Posted: Wed Oct 23, 2019 7:52 am
Dann Corbit wrote:
Tue Oct 22, 2019 10:36 pm
But if we still don't understand [the weights], why not just leave them as "black box weights"?

I believe it will be possible to use linear programming to fit numerical expressions rather than trained NNs, with the following advantages:

1. Chess without search is a complex shape that will be extremely difficult to "fit" with NN learning alone. IMO LP has a better chance

2. A set of expressions will be easier to simplify than a trained NN IMO, making for a smaller overall size, a faster run time, and more hope that humans might be able to understand it

3. IMO it is very possible that there might exist a relatively simple expression that will work in most chess positions (there probably isn't a super-simple one, or it would likely have been found already), and that it might be possible to find it. If so, it will be much easier to extract "human meaning" from a numerical expression than it would from an NN

### Re: Poll: How Many "Weights" Needed To Play "Known" Chess Very Well?

Posted: Wed Oct 23, 2019 12:58 pm
But a NN is nothing but a set of expressions...

### Re: Poll: How Many "Weights" Needed To Play "Known" Chess Very Well?

Posted: Wed Oct 23, 2019 3:05 pm
hgm wrote:
Wed Oct 23, 2019 12:58 pm
But a NN is nothing but a set of expressions...

A quick comparison of NN training with generating expressions and fitting them to a classification problem using linear prgramming. NN offers the following advantages:

1. You can download a software library like TensorFlow and, if you know what you're doing, you're good to go

2. Proven way of getting a good learning system for many problem types

3. Being used right now for chess position evaluation in many chess engines (some of them free and open source, and they mostly play very well)

4. If you want a classifier that fits the given data using Linear Programming (LP), and which would hence output a set of expressions, then right now you're building it yourself

LP generated expressions would offer the following advantages:

1. IMO LP will be more able to fit a complex shape like the solution to chess than a NN will

2. Could fit the data to the mathematical limit - the best possible fit (it may be necessary to use some LP tricks like symmetry breaking in such a large model space)

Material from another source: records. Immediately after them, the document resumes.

PR #349, opened 2023-08-15
Add Copr nightly test pipeline

ehelms:


ehelms:
I am using these as a playground, we do not necessarily need independent jobs in the end. I've expressed this here the options as I see them:

https://github.com/theforeman/forklift/pull/1700#issuecomment-1697466649

ehelms:
This will be adapted based upon the approach settled with the client -- https://github.com/theforeman/jenkins-jobs/pull/351

ehelms:
Proposed order of operations:

 1. Merge this change tat keeps the regular Koji pipeline running but adds the switch to stagingyum
 2. Swap to stagingyum in our CI job (https://github.com/theforeman/jenkins-jobs/pull/365)
 3. Swap to stagingyum in Forklift pipelines (https://github.com/theforeman/forklift/pull/1717)

theforeman.org/pipelines/release/pipelines/foreman-rpm.groovy
```diff
@@ -9,42 +9,114 @@ pipeline {
...
+                            deleteDir()
+                        }
+                    }
+                }
+                stage('staging-install-test') {
+                    agent any
+
+                    steps {
+                        script {
+                            runDuffyPipeline('foreman-rpm', foreman_version)
```
evgeni, line 107: should/could this pass `staging_source` somehow, so we don't need https://github.com/theforeman/forklift/pull/1717?

evgeni (approved):

theforeman.org/pipelines/release/pipelines/foreman-rpm.groovy
evgeni: mhh, `runDuffyPipeline` doesn't allow us to pass arbitrary parameters to the job, so probably not so easy.

ehelms: I reached the same conclusion. However, forklift should match CI if someone goes to run things so I think it's OK.

PR #351, opened 2023-08-30
Adapt client release pipeline to use Koji or Staging repositories

ehelms:
I am opting to go with a single pipeline definition but put a switch in place to allow us to flip from Koji to Copr (or back again if there are issues). I am starting with client as it's the least volatile and can prove out the design. 

This should allow us to merge this as is, and then flip the switch when we are ready with a simple code update (or easy local testing).


ehelms:
This can be merged as-is now since it does not switch to staging yet but does put in place the ability to switch and allows us to run the Koji based method still but with these re-factorings.

To switch to stage I will still need:

 * https://github.com/theforeman/theforeman-rel-eng/pull/262
 * https://github.com/theforeman/foreman-infra/pull/1875

PR #360, opened 2023-10-02
Remove jobs for foreman_openscap

ofedoren:
There is no longer use in jenkins job: https://github.com/theforeman/foreman_openscap/pull/545#issuecomment-1737403073

Leaving job for smart_proxy_openscap since we don't have it covered via Github Actions.


ofedoren:
Closing due to https://projects.theforeman.org/issues/36804.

3. Having found the best fit, you could then turn the achieved fit into a model condition, and then do another optimisation to maximise the number of expressions for which the weight is zero, resulting in a smaller set of expressions

4. Having got a set of expressions and weights, it would be easy to translate this into a computer language for a program that would run on any computer - with or without a graphics card

5. If it turns out to be possible to make smallish set of expressions which can correctly classify most chess positions, it might be possible to articulate this expression in English language

Btw - if classification by LP turns out to be viable, you'll then have another optimisation problem: selection of position/evaluation pairs. The 7 piece tablebase alone has 423,836,835,667,331 positions in, which is infeasibly large for an LP model with today's technology - by many orders of magnitude. If you couldn't find a selection of around a million of them which could enable most of the others to be solved by the classifier, then the quest to solve "known chess" this way would likely be out of reach.